Department of Justice Creates Frankenstein Imitation of Market Competition
The Department of Justice’s long-awaited merger approval for T-Mobile and Sprint is good news for consumers on balance, but the conditions required for the agency’s blessing are worrisome for skeptics of large-scale government meddling.
The department’s stubborn insistence on preserving four national wireless carriers drove many of the merging companies’ divestiture requirements and may turn satellite TV provider Dish Network into a bureaucrat-created Frankenstein competitor in the wireless sector.
Dish co-founder and chairperson Charlie Ergen says that when the proposed merger of the number three and four largest wireless carriers was in danger of not getting the government’s blessing in late May, he received a call from T-Mobile’s CEO, John Legere, saying, “Justice has said we need a fourth carrier. We should talk if you are interested.” Dish Network had amassed billions of dollars worth of wireless licenses it wasn’t putting to any purpose and was, therefore, in a unique position to move into offering national wireless service.
The deal reached with the Department of Justice still has to be approved by a U.S. District Court judge in Washington, D.C., and there’s also an unprecedented lawsuit by attorneys general from 13 states and the District of Columbia seeking to block the merger. But as the agreement stands, the new company will sell 9 millions of Sprint’s prepaid customers to Dish and give it use of T-Mobile’s network for seven years while Dish builds out its own infrastructure. In return, Dish agrees to pay the government up to $2.2 billion in fines if the new carrier fails to meet its network expansion requirements. Poof: a fourth competitor in the marketplace is born.
But no person can say with certainty what the optimal number of competitors in any given market is. Just because the marketplace has produced four national carriers lately, that doesn’t mean that four is the correct number of firms in this sector in perpetuity. To suggest otherwise is to fundamentally misunderstand the dynamic nature of markets and their ever-changing circumstances.
But it’s precisely that hubris that the Department of Justice displayed in its vetting of the merger between T-Mobile and Sprint. In a well-intentioned effort to preserve competition, regulators have instead distorted the market by locking in an arbitrary number of players.
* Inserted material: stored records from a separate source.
PR #5178, opened 2024-05-22
feat: error handling of invalid content for a schema

nperez0111:
## Changes Overview

This PR introduces a basic primitive for handling schema errors. Giving the user a callback to know when the schema was given content that it cannot parse and should probably be read only.

## Implementation Approach

This change introduces two new top-level options to the editor: `enableContentCheck` & `onContentError` for dealing with content supplied that does not match the prosemirror schema generated by the set of tiptap extensions.

`enableContentCheck` allows the app developer to opt into the behavior to check for invalid schemas (this change is otherwise backwards compatible).
When true, this will try to parse the document, and any content that does not match the schema will emit a `contentError` which can be listened to via the `onContentError` callback.

## Testing Done

Added new tests for this, most tests were tested manually

## Checklist

## Related Issues

https://github.com/ueberdosis/tiptap/pull/4641

### DIFF
--- a/packages/core/src/Editor.ts
+++ b/packages/core/src/Editor.ts
@@ -294,6 +294,10 @@ export class Editor extends EventEmitter<EditorEvents> {
         { errorOnInvalidContent: this.options.enableContentCheck },
       )
     } catch (e) {
+      if (!(e instanceof Error) || ['[tiptap error]: Invalid JSON content', '[tiptap error]: Invalid HTML content'].includes(e.message)) {
+        // Not the content error we were expecting
+        throw e
+      }
       this.emit('contentError', {
         editor: this,
         error: e as Error,
--- a/packages/core/src/Editor.ts
+++ b/packages/core/src/Editor.ts
@@ -295,7 +295,20 @@ export class Editor extends EventEmitter<EditorEvents> {
       )
     } catch (e) {
       this.emit('contentError', { editor: this, error: e as Error })
-      return
+
+      // Remove the collaboration extension if the content is invalid, to not sync invalid content
+      this.options.extensions = this.options.extensions.filter(extension => extension.name !== 'collaboration')
+
+      // Recreate the extension manager without the invalid extensions
+      this.createExtensionManager()
+
+      // Content is invalid, but attempt to create it anyway, stripping out the invalid parts
+      doc = createDocument(
+        this.options.content,
+        this.schema,
+        this.options.parseOptions,
+        { errorOnInvalidContent: false },
+      )
     }
     const selection = resolveFocusPosition(doc, this.options.autofocus)
 
--- a/packages/core/src/Editor.ts
+++ b/packages/core/src/Editor.ts
@@ -294,14 +294,17 @@ export class Editor extends EventEmitter<EditorEvents> {
         { errorOnInvalidContent: this.options.enableContentCheck },
       )
     } catch (e) {
+      this.emit('contentError', {
+        editor: this,
+        error: e as Error,
+        disableCollaboration: () => {
+          // To avoid syncing back invalid content, reinitialize the extensions without the collaboration extension
+          this.options.extensions = this.options.extensions.filter(extension => extension.name !== 'collaboration')
 
-      // Remove the collaboration extension if the content is invalid, to not sync invalid content
-      this.options.extensions = this.options.extensions.filter(extension => extension.name !== 'collaboration')
-
-      // Recreate the extension manager without the invalid extensions
-      this.createExtensionManager()
-
-      this.emit('contentError', { editor: this, error: e as Error })
+          // Restart the initialization process by recreating the extension manager with the new set of extensions
+          this.createExtensionManager()
+        },
+      })
 
       // Content is invalid, but attempt to create it anyway, stripping out the invalid parts
       doc = createDocument(
--- a/packages/core/src/Editor.ts
+++ b/packages/core/src/Editor.ts
@@ -294,7 +294,7 @@ export class Editor extends EventEmitter<EditorEvents> {
         { errorOnInvalidContent: this.options.enableContentCheck },
       )
     } catch (e) {
-      if (!(e instanceof Error) || ['[tiptap error]: Invalid JSON content', '[tiptap error]: Invalid HTML content'].includes(e.message)) {
+      if (!(e instanceof Error) || !['[tiptap error]: Invalid JSON content', '[tiptap error]: Invalid HTML content'].includes(e.message)) {
         // Not the content error we were expecting
         throw e
       }
--- a/packages/core/src/Editor.ts
+++ b/packages/core/src/Editor.ts
@@ -1,5 +1,8 @@
 import {
-  MarkType, NodeType, Schema,
+  MarkType,
+  Node as ProseMirrorNode,
+  NodeType,
+  Schema,
 } from '@tiptap/pm/model'
 import {
   EditorState, Plugin, PluginKey, Transaction,
@@ -36,8 +39,10 @@ import { isFunction } from './utilities/isFunction.js'
 
 export * as extensions from './extensions/index.js'
 
-export interface HTMLElement {
-  editor?: Editor
+declare global {
+  interface HTMLElement {
+    editor?: Editor;
+  }
 }
 
 export class Editor extends EventEmitter<EditorEvents> {
@@ -69,6 +74,7 @@ export class Editor extends EventEmitter<EditorEvents> {
     enableInputRules: true,
     enablePasteRules: true,
     enableCoreExtensions: true,
+    enableContentCheck: false,
     onBeforeCreate: () => null,
     onCreate: () => null,
     onUpdate: () => null,
@@ -77,6 +83,7 @@ export class Editor extends EventEmitter<EditorEvents> {
     onFocus: () => null,
     onBlur: () => null,
     onDestroy: () => null,
+    onContentError: ({ error }) => { throw error },
   }
 
   constructor(options: Partial<EditorOptions> = {}) {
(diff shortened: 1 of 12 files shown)


packages/core/src/Editor.ts
```diff
@@ -276,7 +284,19 @@ export class Editor extends EventEmitter<EditorEvents> {
...
+    try {
+      doc = createDocument(
+        this.options.content,
+        this.schema,
+        this.options.parseOptions,
+        { errorOnInvalidContent: this.options.enableContentCheck },
+      )
+    } catch (e) {
+      this.emit('contentError', { editor: this, error: e as Error })
+      return
```
nperez0111, line 298: Unsure what to do with the editor when this happens? Should we keep trying to show it?

packages/core/src/commands/insertContentAt.ts
```diff
@@ -57,12 +70,21 @@ export const insertContentAt: RawCommands['insertContentAt'] = (position, value,
...
+        parseOptions: {
+          preserveWhitespace: 'full',
+          ...options.parseOptions,
+        },
+        errorOnInvalidContent: options.errorOnInvalidContent ?? editor.options.enableContentCheck,
+      })
+    } catch (e) {
+      // Only ever throws if enableContentCheck or errorOnInvalidContent is true
+      editor.emit('contentError', { editor, error: e as Error })
+      return false
```
nperez0111, line 86: Unsure here, if they supply invalid content what is expected in this command? Just to return false or to also call the onContentError callback? Maybe that only happens if `enabledContentCheck = true`

packages/core/src/helpers/createNodeFromContent.ts
```diff
@@ -46,18 +47,55 @@ export function createNodeFromContent(
...
+                getAttrs: () => {
+                  hasInvalidContent = true
+                  return null
+                },
+              },
+            ],
+          },
+        }),
+      })
+    }
```
nperez0111, line 86: Ended up finding the simplest way to express the catch-all node using prosemirror constructs

packages/core/src/types.ts
```diff
@@ -67,8 +68,20 @@ export interface EditorOptions {
   enableInputRules: EnableRules
   enablePasteRules: EnableRules
   enableCoreExtensions: boolean
+  /**
+   * If `true`, the editor will check the content for errors on initialization.
+   * Emitting the `contentError` event if the content is invalid.
+   * Which can be used to show a warning or error message to the user.
+   * @default false
+   */
+  enableContentCheck: boolean
```
nperez0111, line 77: I went with the `enable` prefix for context

demos/src/Examples/Images/React/index.jsx
```diff
@@ -19,8 +19,8 @@ export default () => {
     ],
     content: `
       <p>This is a basic example of implementing images. Drag to re-order.</p>
-      <img src="https://source.unsplash.com/8xznAGy4HcY/800x400" />
-      <img src="https://source.unsplash.com/K9QHL52rE2k/800x400" />
+      <img src="https://placehold.co/600x400" />
+      <img src="https://placehold.co/800x400" />
```
nperez0111, line 23: tests were failing because these images are no longer accessible

svenadlung: thx, fixed on main

nperez0111: rebased it out 👍

packages/core/src/Editor.ts
bdbch: Mhh. I think we should try to show it? Otherwise older documents may lock an editor when old unparseable nodes are loaded? Maybe we could just disable collaborative editing so users don't sync broken documents up and down?

packages/core/src/Editor.ts
```diff
@@ -276,7 +284,33 @@ export class Editor extends EventEmitter<EditorEvents> {
...
+
+    try {
+      doc = createDocument(
+        this.options.content,
+        this.schema,
+        this.options.parseOptions,
+        { errorOnInvalidContent: this.options.enableContentCheck },
+      )
+    } catch (e) {
+
```
svenadlung, line 297: does it need that empty line?

packages/core/src/Editor.ts
```diff
@@ -276,7 +284,33 @@ export class Editor extends EventEmitter<EditorEvents> {
...
+      // Remove the collaboration extension if the content is invalid, to not sync invalid content
```
svenadlung, line 298: I wonder if this is always the desired behavior. In any case, we should document it.

svenadlung: + I wonder if it's breaking because the behavior was different before.

packages/core/src/helpers/createNodeFromContent.ts
```diff
@@ -46,18 +47,58 @@ export function createNodeFromContent(
 
       return schema.nodeFromJSON(content)
     } catch (error) {
+
```
svenadlung, line 50: is this line on purpose?

packages/core/src/helpers/createNodeFromContent.ts
```diff
@@ -46,18 +47,58 @@ export function createNodeFromContent(
...
+    let hasInvalidContent = false
+
+    // Only ever check for invalid content if we're supposed to throw an error
+    if (options.errorOnInvalidContent) {
+      schemaToUse = new Schema({
+        topNode: schema.spec.topNode,
+        marks: schema.spec.marks,
+        // Prosemirror's schemas are executed such that: the last to execute, matches last
+        // This means that we can add a catch-all node at the end of the schema to catch any content that we don't know how to handle
+        nodes: schema.spec.nodes.append({
```
svenadlung, line 72: It is enough to have this as the last node, as it also captures any unknown element, even marks, right?

packages/core/src/Editor.ts
```diff
@@ -276,7 +284,33 @@ export class Editor extends EventEmitter<EditorEvents> {
...
+      this.options.extensions = this.options.extensions.filter(extension => extension.name !== 'collaboration')
+
+      // Recreate the extension manager without the invalid extensions
+      this.createExtensionManager()
+
+      this.emit('contentError', { editor: this, error: e as Error })
+
+      // Content is invalid, but attempt to create it anyway, stripping out the invalid parts
```
svenadlung, line 306: Above, we prevent a sync to other collaborative users, but regardless of this, the doc is changed and `onUpdate` is triggered. In a setup without collaboration, as a developer, I would have to hook in accordingly when saving (e.g. through the changed doc or onUpdate) and check whether an error was previously emitted. Is this correct?

packages/core/src/Editor.ts
nperez0111: I think I need help setting up my linter properly.

packages/core/src/helpers/createNodeFromContent.ts
nperez0111: yea, from my understanding since this is trying to parse HTML any thing that does not match should match this. I can add a couple more test cases to verify this

packages/core/src/Editor.ts
nperez0111: I put it there more as a conversation starter, that it is at least possible to do here. I wanted to talk more about what our options should be. Perhaps we can give the developer choice in how they want to handle this with some sort of a callback function to execute this maybe?

svenadlung: I like the callback idea. @bdbch what do you think?

packages/core/src/helpers/createNodeFromContent.ts
nperez0111: So I've looked further into this, yes it does catch marks but only those that aren't purely just a style rule. There does not seem to be anyway to capture those and this would not be detected by that.

So for example if you did not have the bold extension and `<p style="font-weight: bold">test</p>` came through, it would say that no error occurred and strip the content silently.

I tried to make a catch all StyleParseRule like this:
```
.append({
          __tiptap__private__unknown__catch__all__mark: {
            content: 'inline*',
            group: 'inline',
            parseDOM: [
              {
                style: '*',
                getAttrs: () => {
                  console.log('is called')
                  // If this is ever called, we know that the content has something that we don't know how to handle in the schema
                  hasInvalidContent = true
                  return null
                },
              },
            ],
          },
        })
```

But, [due to the way that prosemirror matches styles](https://github.com/ProseMirror/prosemirror-model/blob/d61616994c1907f6856aa2cf027a0e4944fc8023/src/from_dom.ts#L248), it has to be an exact match. If we wanted to be absolutely certain on this, then we would need to move upstream to prose-mirrors parser for this.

We’ll never know what superior market response that might have occurred without government bullying a fourth player into existence.
In short, if this deal makes so much business sense, why did it require a regulator’s gun pointed at the heads of T-Mobile and Sprint executives to get it? With the looming threat of government prohibiting the merger from happening, the agreement looks a lot more like top-down planning by government lawyers than Adam Smith’s invisible hand.
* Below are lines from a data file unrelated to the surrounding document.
PR #5206, opened 2024-06-03
fix: (vue-3) component rendering

Rirax:
## Changes Overview
This PR is a step forward in fixing performance issue with large documents migrating from vue 2 to vue 3.
https://github.com/ueberdosis/tiptap/issues/5031

## Implementation Approach
Our approach is to eliminate the use of `Teleport` to locate elements in the DOM and the need to render the app each time for each new node.
In the proposed changes we return to an implementation close to that of the vue-2 package.
`Vue.extends` no longer exists in vue-3, so we've added a `renderComponent` method to `VueRenderer.ts`, which reproduces its behaviour

## Testing Done
Create a document requiring the rendering of more than 2000 vue components

Capture d’écran 2024-06-03 à 22 03 27

## Checklist

## Related Issues
https://github.com/ueberdosis/tiptap/issues/5031


nperez0111 (approved):
Very excited to see this thank you @Rirax 

I'm not super confident in vue to know where the edge cases might be for something like this. Would it be alright to just put into a beta & see if we get any feedback on it from other users?

nperez0111:
I think that this approach could potentially help with our react integration as well. I'll need to think on how to actually do that

nperez0111:
Whoops meant to release on develop not main.
Reverted on main, and cherry-picked to develop

james-astalty:
It looks like this has broken a few things in our app.

I believe this is because `component.ref` is no longer exposed on the rendered component. This is an issue for the Mention functionality - this is evident in the docs as well.

https://tiptap.dev/docs/editor/extensions/nodes/mention

To reproduce, simply type `@` and then try to arrow-down within the mention menu to see that the keydown method does not get called at all.
```ts
      onKeyDown(props) {
        if (props.event.key === 'Escape') {
          popup[0].hide()

          return true
        }

        return component.ref?.onKeyDown(props)
      },
```

Rirax:
Hello @james-astalty 
Thanks for your message,
As you mentioned, we can now access exposed component methods via `component.renderedComponent.vNode?.component?.exposed`.

Perhaps a hotfix is useful to maintain compatibility with `ref`?

nperez0111:
> Hello @james-astalty Thanks for your message, As you mentioned, we can now access exposed component methods via `component.renderedComponent.vNode?.component?.exposed`.
> 
> Perhaps a hotfix is useful to maintain compatibility with `ref`?

This be great to have!

Rirax:
Hi @nperez0111 
There it is https://github.com/ueberdosis/tiptap/pull/5346

nperez0111:
@Rirax, I found an issue with this PR here: https://github.com/ueberdosis/tiptap/pull/5373#issuecomment-2242398445

Thanks for your support

PR #5207, opened 2024-06-04
feat: in a collab setting, disable transactions that are trying to sync invalid content

nperez0111:
## Changes Overview

This enables content checking for changes made by the collaboration plugin.
The changes made by the collaboration plugin are outside of the usual flow of content provided on initialization.
So, we need to handle it separately by filtering out the transactions where it occurs

## Checklist

### DIFF
--- a/packages/extension-collaboration/src/collaboration.ts
+++ b/packages/extension-collaboration/src/collaboration.ts
@@ -6,11 +6,12 @@ import {
   redo,
   undo,
   ySyncPlugin,
-  ySyncPluginKey,
   yUndoPlugin,
   yUndoPluginKey,
 } from 'y-prosemirror'
 import { UndoManager } from 'yjs'
+
+import { isChangeOrigin } from './helpers/isChangeOrigin.js'
 
 type YSyncOpts = Parameters<typeof ySyncPlugin>[1]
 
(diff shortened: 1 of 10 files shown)


nperez0111:
This isn't working, because when disabling the extension, it still seems to be bound to the y doc state (since it is synchronized outside the editor). I think I may have to destroy the editor instead of getting the plugin to be unregistered (since it is still holding onto references in the current editor).

Will need to think more on this later.

packages/extension-collaboration/src/collaboration.ts
```diff
@@ -173,6 +191,51 @@ export const Collaboration = Extension.create<CollaborationOptions>({
...
+            }
+
+            // Did the doc actually change as a result of this transaction?
+            if (tr.docChanged) {
+
+              // Attempt to parse the content of the step
+              try {
+                const content = tr.doc.toJSON()
+
+                this.editor.schema.nodeFromJSON(content)
```
nperez0111, line 220: Should also do a `content.check()` here to make the schema is valid in structure too

packages/extension-collaboration/src/collaboration.ts
```diff
@@ -173,6 +191,51 @@ export const Collaboration = Extension.create<CollaborationOptions>({
...
+              } catch (error) {
+                this.editor.emit('contentError', {
+                  error: error as Error,
+                  editor: this.editor,
+                  disableCollaboration: () => {
+                    this.storage.isCollaborationDisabled = true
+                    this.editor.unregisterPlugin(ySyncPluginKey)
+                    this.editor.unregisterPlugin(yUndoPluginKey)
```
nperez0111, line 228: I think that the best way to disable collaboration here is actually just to disconnect the provider, we cannot actually disconnect the editor from reading changes in Y.js because it may not be only this plugin that is connected to it.

If we were to provide the provider as an option to the collaboration plugin we could be more certain that the changes CANNOT be synchronized to other users. Of course the caller could also easily implement this too, but it is both consistent with the current API on initialization and makes for an easy-to-use API.

guarmo (approved):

Dispersed knowledge is the genius of capitalism. Private entities, acting voluntarily through commerce, coordinate the interests of consumers, businesses, investors, and others with skin in the game, to produce an informed answer to the market’s questions. This process is very nearly the opposite of trusting that so-called experts (bureaucrats, academics, or politicians) possess sufficient knowledge and sufficiently chaste motives to justify overriding what would otherwise happen.
The government’s meddling in the merger of T-Mobile and Sprint is a good reminder that even tinkering done with the best of intentions is inferior to the intelligence of the marketplace and the wisdom of restraint.